PR #3224, opened 2022-10-19
Add `diff artifact` command

### LINKED ISSUE #3194: Implement `flux diff artifact`
To avoid pushing artifacts with the same content to the registry, we could add a diff command that compares the locally build tarball checksum with the upstream tarball included in the first layer of the OCI artifact.

Example:

```sh
flux diff artifact oci://ghcr.io/stefanprodan/manifests:podinfo:6.2.0 --path=./kustomize
``` 

The above command will return exit code 0 if no diff was detected or exit code 1 if the contents differs.

developer-guy:
Signed-off-by: Batuhan Apaydın <batuhan.apaydin@trendyol.com>

Fixes #3194 

/cc @stefanprodan

### DIFF
--- a/cmd/flux/diff_artifact.go
+++ b/cmd/flux/diff_artifact.go
@@ -1,0 +1,111 @@
+/*
+Copyright 2022 The Flux authors
+
+Licensed under the Apache License, Version 2.0 (the "License");
+you may not use this file except in compliance with the License.
+You may obtain a copy of the License at
+
+    http://www.apache.org/licenses/LICENSE-2.0
+
+Unless required by applicable law or agreed to in writing, software
+distributed under the License is distributed on an "AS IS" BASIS,
+WITHOUT WARRANTIES OR CONDITIONS OF ANY KIND, either express or implied.
+See the License for the specific language governing permissions and
+limitations under the License.
+*/
+
+package main
+
+import (
+	"context"
+	"fmt"
+	"os"
+
+	"github.com/fluxcd/flux2/internal/flags"
+	oci "github.com/fluxcd/pkg/oci/client"
+	sourcev1 "github.com/fluxcd/source-controller/api/v1beta2"
+	"github.com/spf13/cobra"
+)
+
+var diffArtifactCmd = &cobra.Command{
+	Use:   "artifact",
+	Short: "Diff Artifact",
+	Long:  `The diff artifact command computes the diff between the remote OCI artifact and a local directory or file`,
+	Example: `# Check if local files differ from remote
+flux diff artifact oci://ghcr.io/stefanprodan/manifests:podinfo:6.2.0 --path=./kustomize`,
+	RunE: diffArtifactCmdRun,
+}
+
+type diffArtifactFlags struct {
+	path        string
+	creds       string
+	provider    flags.SourceOCIProvider
+	ignorePaths []string
+}
+
+var diffArtifactArgs = newDiffArtifactArgs()
+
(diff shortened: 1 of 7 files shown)


developer-guy:
don't worry about the "replace", I'll remove that before merging this

cmd/flux/diff_artifact.go
```diff
@@ -0,0 +1,111 @@
+/*
+Copyright 2021 The Flux authors
```
stefanprodan, line 2:
```suggestion
Copyright 2022 The Flux authors
```

cmd/flux/diff_artifact.go
```diff
@@ -0,0 +1,111 @@
...
+See the License for the specific language governing permissions and
+limitations under the License.
+*/
+
+package main
+
+import (
+	"context"
+	"fmt"
+	"github.com/fluxcd/flux2/internal/flags"
```
stefanprodan, line 22: Split the imports in 3 groups please: std lib, 3rd party and fluxcd

cmd/flux/diff_artifact.go
```diff
@@ -0,0 +1,111 @@
...
+			return fmt.Errorf("provider not supported: %w", err)
+		}
+
+		if err := ociClient.LoginWithProvider(ctx, url, ociProvider); err != nil {
+			return fmt.Errorf("error during login with provider: %w", err)
+		}
+	}
+
+	if err := ociClient.Diff(ctx, url, diffArtifactArgs.path, diffArtifactArgs.ignorePaths); err != nil {
+		return fmt.Errorf("error during diff: %w", err)
```
stefanprodan, line 106:
```suggestion
		return err
```

stefanprodan (commented):
Please add tests and golden files to make sure we don't break the behaviour of this command in the future.

stefanprodan (commented):
Please remove the pkg replace and set `oci/v0.14.0` in go.mod, then run `make tidy` and push.

cmd/flux/diff_artifact.go
```diff
@@ -0,0 +1,112 @@
...
+	"github.com/fluxcd/flux2/internal/flags"
+	oci "github.com/fluxcd/pkg/oci/client"
+	sourcev1 "github.com/fluxcd/source-controller/api/v1beta2"
+	"github.com/spf13/cobra"
+)
+
+var diffArtifactCmd = &cobra.Command{
+	Use:   "artifact",
+	Short: "Diff Artifact",
+	Long: `The diff command does a build, then it performs a server-side dry-run and prints the diff.
```
stefanprodan, line 33: Please update this to reflect what the command actually does.

cmd/flux/diff_artifact.go
```diff
@@ -0,0 +1,111 @@
...
+	oci "github.com/fluxcd/pkg/oci/client"
+	sourcev1 "github.com/fluxcd/source-controller/api/v1beta2"
+	"github.com/spf13/cobra"
+)
+
+var diffArtifactCmd = &cobra.Command{
+	Use:   "artifact",
+	Short: "Diff Artifact",
+	Long:  `The diff artifact command computes the diff between the remote OCI artifact and a local directory or file`,
+	Example: `# Check for differences between the files are included in an OCI image and the local manifests
```
stefanprodan, line 34:
```suggestion
	Example: `# Check if local files differ from remote
```

stefanprodan (approved):
LGTM

Thanks @developer-guy 🎖️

::::::::::

Your objective
Please retype all of the data above exactly as it appears.

Solution for this task
PR #3224, opened 2022-10-19
Add `diff artifact` command

### LINKED ISSUE #3194: Implement `flux diff artifact`
To avoid pushing artifacts with the same content to the registry, we could add a diff command that compares the locally build tarball checksum with the upstream tarball included in the first layer of the OCI artifact.

Example:

```sh
flux diff artifact oci://ghcr.io/stefanprodan/manifests:podinfo:6.2.0 --path=./kustomize
``` 

The above command will return exit code 0 if no diff was detected or exit code 1 if the contents differs.

developer-guy:
Signed-off-by: Batuhan Apaydın <batuhan.apaydin@trendyol.com>

Fixes #3194 

/cc @stefanprodan

### DIFF
--- a/cmd/flux/diff_artifact.go
+++ b/cmd/flux/diff_artifact.go
@@ -1,0 +1,111 @@
+/*
+Copyright 2022 The Flux authors
+
+Licensed under the Apache License, Version 2.0 (the "License");
+you may not use this file except in compliance with the License.
+You may obtain a copy of the License at
+
+    http://www.apache.org/licenses/LICENSE-2.0
+
+Unless required by applicable law or agreed to in writing, software
+distributed under the License is distributed on an "AS IS" BASIS,
+WITHOUT WARRANTIES OR CONDITIONS OF ANY KIND, either express or implied.
+See the License for the specific language governing permissions and
+limitations under the License.
+*/
+
+package main
+
+import (
+	"context"
+	"fmt"
+	"os"
+
+	"github.com/fluxcd/flux2/internal/flags"
+	oci "github.com/fluxcd/pkg/oci/client"
+	sourcev1 "github.com/fluxcd/source-controller/api/v1beta2"
+	"github.com/spf13/cobra"
+)
+
+var diffArtifactCmd = &cobra.Command{
+	Use:   "artifact",
+	Short: "Diff Artifact",
+	Long:  `The diff artifact command computes the diff between the remote OCI artifact and a local directory or file`,
+	Example: `# Check if local files differ from remote
+flux diff artifact oci://ghcr.io/stefanprodan/manifests:podinfo:6.2.0 --path=./kustomize`,
+	RunE: diffArtifactCmdRun,
+}
+
+type diffArtifactFlags struct {
+	path        string
+	creds       string
+	provider    flags.SourceOCIProvider
+	ignorePaths []string
+}
+
+var diffArtifactArgs = newDiffArtifactArgs()
+
(diff shortened: 1 of 7 files shown)


developer-guy:
don't worry about the "replace", I'll remove that before merging this

cmd/flux/diff_artifact.go
```diff
@@ -0,0 +1,111 @@
+/*
+Copyright 2021 The Flux authors
```
stefanprodan, line 2:
```suggestion
Copyright 2022 The Flux authors
```

cmd/flux/diff_artifact.go
```diff
@@ -0,0 +1,111 @@
...
+See the License for the specific language governing permissions and
+limitations under the License.
+*/
+
+package main
+
+import (
+	"context"
+	"fmt"
+	"github.com/fluxcd/flux2/internal/flags"
```
stefanprodan, line 22: Split the imports in 3 groups please: std lib, 3rd party and fluxcd

cmd/flux/diff_artifact.go
```diff
@@ -0,0 +1,111 @@
...
+			return fmt.Errorf("provider not supported: %w", err)
+		}
+
+		if err := ociClient.LoginWithProvider(ctx, url, ociProvider); err != nil {
+			return fmt.Errorf("error during login with provider: %w", err)
+		}
+	}
+
+	if err := ociClient.Diff(ctx, url, diffArtifactArgs.path, diffArtifactArgs.ignorePaths); err != nil {
+		return fmt.Errorf("error during diff: %w", err)
```
stefanprodan, line 106:
```suggestion
		return err
```

stefanprodan (commented):
Please add tests and golden files to make sure we don't break the behaviour of this command in the future.

stefanprodan (commented):
Please remove the pkg replace and set `oci/v0.14.0` in go.mod, then run `make tidy` and push.

cmd/flux/diff_artifact.go
```diff
@@ -0,0 +1,112 @@
...
+	"github.com/fluxcd/flux2/internal/flags"
+	oci "github.com/fluxcd/pkg/oci/client"
+	sourcev1 "github.com/fluxcd/source-controller/api/v1beta2"
+	"github.com/spf13/cobra"
+)
+
+var diffArtifactCmd = &cobra.Command{
+	Use:   "artifact",
+	Short: "Diff Artifact",
+	Long: `The diff command does a build, then it performs a server-side dry-run and prints the diff.
```
stefanprodan, line 33: Please update this to reflect what the command actually does.

cmd/flux/diff_artifact.go
```diff
@@ -0,0 +1,111 @@
...
+	oci "github.com/fluxcd/pkg/oci/client"
+	sourcev1 "github.com/fluxcd/source-controller/api/v1beta2"
+	"github.com/spf13/cobra"
+)
+
+var diffArtifactCmd = &cobra.Command{
+	Use:   "artifact",
+	Short: "Diff Artifact",
+	Long:  `The diff artifact command computes the diff between the remote OCI artifact and a local directory or file`,
+	Example: `# Check for differences between the files are included in an OCI image and the local manifests
```
stefanprodan, line 34:
```suggestion
	Example: `# Check if local files differ from remote
```

stefanprodan (approved):
LGTM

Thanks @developer-guy 🎖️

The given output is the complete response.